▶ **Required action**
All lines in the material with the string "take" should be listed.

▶ **Data extract**
-----

Issue #423, opened 2019-03-14
Better `StoreKit` flow.


hyochan:
Moving discussion from https://github.com/dooboolab/react-native-iap/issues/307#issuecomment-467916155.

We are willing to handle better store kit flow.

hyochan:
@Edgpaez I think I can just remove `RNIap.addAdditionalSuccessPurchaseListenerIOS` which comes after failure just by encapsulating. Followed by [PR](RNIap.addAdditionalSuccessPurchaseListenerIOS) I've made in `flutter_inapp_purchase`.

hyochan:
@Edgpaez Actually you were right. Today, I just reviewed `flutter_inapp_purchase` and tried to integrate to `react-native-iap`, and realized that I was using the `stream` in dart so I didn't have to expose `addAdditionalSuccessPurchaseIOS` listener to production code.
Therefore, your idea of using `RxJS` would be really great to have it here.

cayasso:
Hi guys, thanks for this great discussion? any update on this, we are experiencing the same issue mentioned in https://github.com/dooboolab/react-native-iap/issues/307 pretty bad user experience, I would contribute but have no experience in ios native language whatsoever :(

hyochan:
@cayasso Currently, this discussion is about `javascript` side and not related to `native part`. Originally @Edgpaez issued that we can encapsulate `addAdditionalSuccessPurchaseListenerIOS` in `index.js` and not expose to actual usage so the user can end up with `buyProduct` method without calling extra listener. This could be done using `rxjs`. If there is no contribution to this for a while, I'll have to think on different structures.

Edgpaez:
Hi @hyochan, I'll be happy to take a look. I think your proposal:

```javascript
RNIap.buyProduct('com.example.coins100');
RNIap.buyProduct('com.example.coins200');

// receiving events
const subs =  RNIap.purchaseStatusListener(purchase => {
  ...
});
```

might be easier to reason about without prior experience in Rx. So I'll try to implement it. AFAICT, we only need JS changes since `purchase` has a `productId` property that would let users figure out which product was "purchased".


@cayasso: you can use the flow described [here](https://github.com/dooboolab/react-native-iap#purchase). No need to wait for the change in the API

ChrisEelmaa:
[...]

PR #486, opened 2019-05-13
update readme 

Edgpaez:
related to #423

`addAdditionalSuccessPurchaseListenerIOS` needs to be called prior to `buyProduct` if one expects it to catch successful purchases. 

This PR reflects this on the example usage of `buyProduct`

### DIFF
--- a/README.md
+++ b/README.md
@@ -189,20 +189,20 @@ componentWillUnmount() {
 Once you have called `getProducts()`, and you have a valid response, you can call `buyProduct()`. Subscribable products can be purchased just like consumable products and users can cancel subscriptions by using the iOS System Settings.
 
 ```javascript
-  try {
-    // Will return a purchase object with a receipt which can be used to validate on your server.
-    const purchase = await RNIap.buyProduct('com.example.coins100');
-    this.setState({
-      receipt: purchase.transactionReceipt, // save the receipt if you need it, whether locally, or to your server.
-    });
-  } catch(err) {
-    // standardized err.code and err.message available
-    console.warn(err.code, err.message);
-    const subscription = RNIap.addAdditionalSuccessPurchaseListenerIOS(async (purchase) => {
-      this.setState({ receipt: purchase.transactionReceipt }, () => this.goToNext());
-      subscription.remove();
-    });
-  }
+try {
+  // add additional iOS listener before purchasing
+  const subscription = RNIap.addAdditionalSuccessPurchaseListenerIOS(async (purchase) => {
+    this.handlePurchaseSuccess(purchase);
+    subscription.remove();
+  });
+
+  // Will return a purchase object with a receipt which can be used to validate on your server.
+  const purchase = await RNIap.buyProduct('com.example.coins100');
+  this.handlePurchaseSuccess(purchase);
+} catch(err) {
+  // standardized err.code and err.message available
+  console.warn(err.code, err.message);
+}
 ```
 
 Most likely, you'll want to handle the 'store kit flow' (detailed [here](https://forums.developer.apple.com/thread/6431#14831)), which happens when a user succesfully pays after solving a problem with his or her account - for example, when the credit card information has expired. 


vafada:
I haven't tested this but it looks like for a normal flow (not the StokeKit flow), `this.handlePurchaseSuccess(purchase);` will be called twice

hyochan:
@Edgpaez I partially agree with @vafada. You should only subscribe to the listener when there was a failure in the `purchase` unless you should put any other condition inside the listener that would avoid recording double purchases.

In addition, the `react-native-iap` won't affect on `duplicate` purchase just by adding `listener`. The side effect on doing this is receiving the same result twice. This may cause duplication when recording successful result in your database (if you are doing so).

Edgpaez:
@vafada, yes. This is not related to storekit flow. TBH, I don't understand how to address your comment. 

@hyochan I don't think you can subscribe AFTER you get the error. Not if you want to be sure you'll catch the error. 
Can we be sure the second `purchaseProcess` is called after the user caught the error and called `addAdditionalSuccessPurchaseListenerIOS` ?

I think we need to be clear to users that `this.handlePurchaseSuccess(purchase);` can be called more than once.
What do you think?

Edgpaez:
What I'm trying to do is fix the documentation since I believe the example code has a bug.

The bug (I believe) is that `addAdditionalSuccessPurchaseListenerIOS` won't catch all success purchases in the storekit flow.

**Current Implementation**
Internally `addAdditionalSuccessPurchaseListenerIOS` relies on `NativeEventEmitter` to listen for the `iap-purchase-event` event.

Inside `RNIapIos` (the class handling the purchases natively) when the `iap-purchase-event` event [is emitted](https://github.com/dooboolab/react-native-iap/blob/5e7257f45a2375b7d47f4b5e84b3abf465740336/ios/RNIapIos.m#L377) there is no guarantee that `addAdditionalSuccessPurchaseListenerIOS` has already registered to listen that event.

**So, what's the problem?**
I think that means that there is no way to be sure that when the `iap-purchase-event` is emitted natively, there is a listener registered.
That means there is a possibility that users successfully pay but JS doesn't acknowledge  the payment.

**The fix?**
Registering the listener for the `iap-purchase-event` event before making a purchase.


I hope that's clearer @hyochan

hyochan:
@Edgpaez Thanks for your through explanation and I could understand you much better! I've not yet reproduced any missing event in my other app. Also, the listener is registered when there was failure in the purchase as in [line](https://github.com/dooboolab/react-native-iap/blob/2b355f7d66d8612e920a3dfcf4b67657a00cdb40/index.js#L387). I am not quite sure tough whether there will be any hole doing the implementation this way since this was just the work around described in #348. If there is any clear reproducible senario, I would like to try to consider this again.

vafada:
@hyochan 

@Edgpaez has a point. There is **NO GUARANTEE** that the listener would be added before the second success transaction comes to the queue. 

So this flow is possible:

1. Failed transaction enters the Payment Queue
2. Success transaction enters the Payment Queue
3. code goes to `catch` block
4. listener gets added

At this point, the success transaction is now lost.

hyochan:
@vafada The code goes to `catch` block right after `failed transaction` and starts the listener. Then the `success` transaction enters the payment queue and listener will receive it.

If we use the updated code, the listener will receive the `success` queue at the same time with the `result` of `buyProduct`. We are getting two results for `ios` for every success results which we need more codes to prevent receiving the same results and doing things twice.

vafada:
@hyochan 

We don't know how fast or slow StoreKit will put the success transaction in the queue. 

It's all async so it is not safe to assume that the success transaction will always come in **after** adding the listener.

I agree also with the listener getting two event for the same successful transaction.

This is not an easy problem :smile: 

I'm now using this fork https://github.com/superandrew213/react-native-in-app-utils/tree/listen-for-purchase-event#helpers

And here's my pseudo code to deal with StoreKit flow:

https://github.com/chirag04/react-native-in-app-utils/issues/202#issuecomment-492618182

Edgpaez:
@hyochan IMHO it's better if users handle purchases more than once instead of having **no** guarantee that _all_ successful purchases are handled. Since transactions have IDs users have data available to avoid duplicates on their end.

I know it's not ideal but IMHO it's the best suggestion we can give users until we can come up with a better API that hides all these details.


@vafada I'll take a look at your fork 👍

hyochan:
@Edgpaez If you'd like to support a better approach to the `readme` please do not erase the previous one and add to another `paragraph` for your approach and add the description on why it'd be better.
Since current approaches are not either `perfect` it'd be better to have more references.

Thanks for all your supports in advance.

hyochan:
@vafada Since `version 3` is out today. This doc is no longer needed. I may go to deprecated readme.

-----

▶ **Response to this task**
Hi @hyochan, I'll be happy to take a look. I think your proposal:
@vafada I'll take a look at your fork 👍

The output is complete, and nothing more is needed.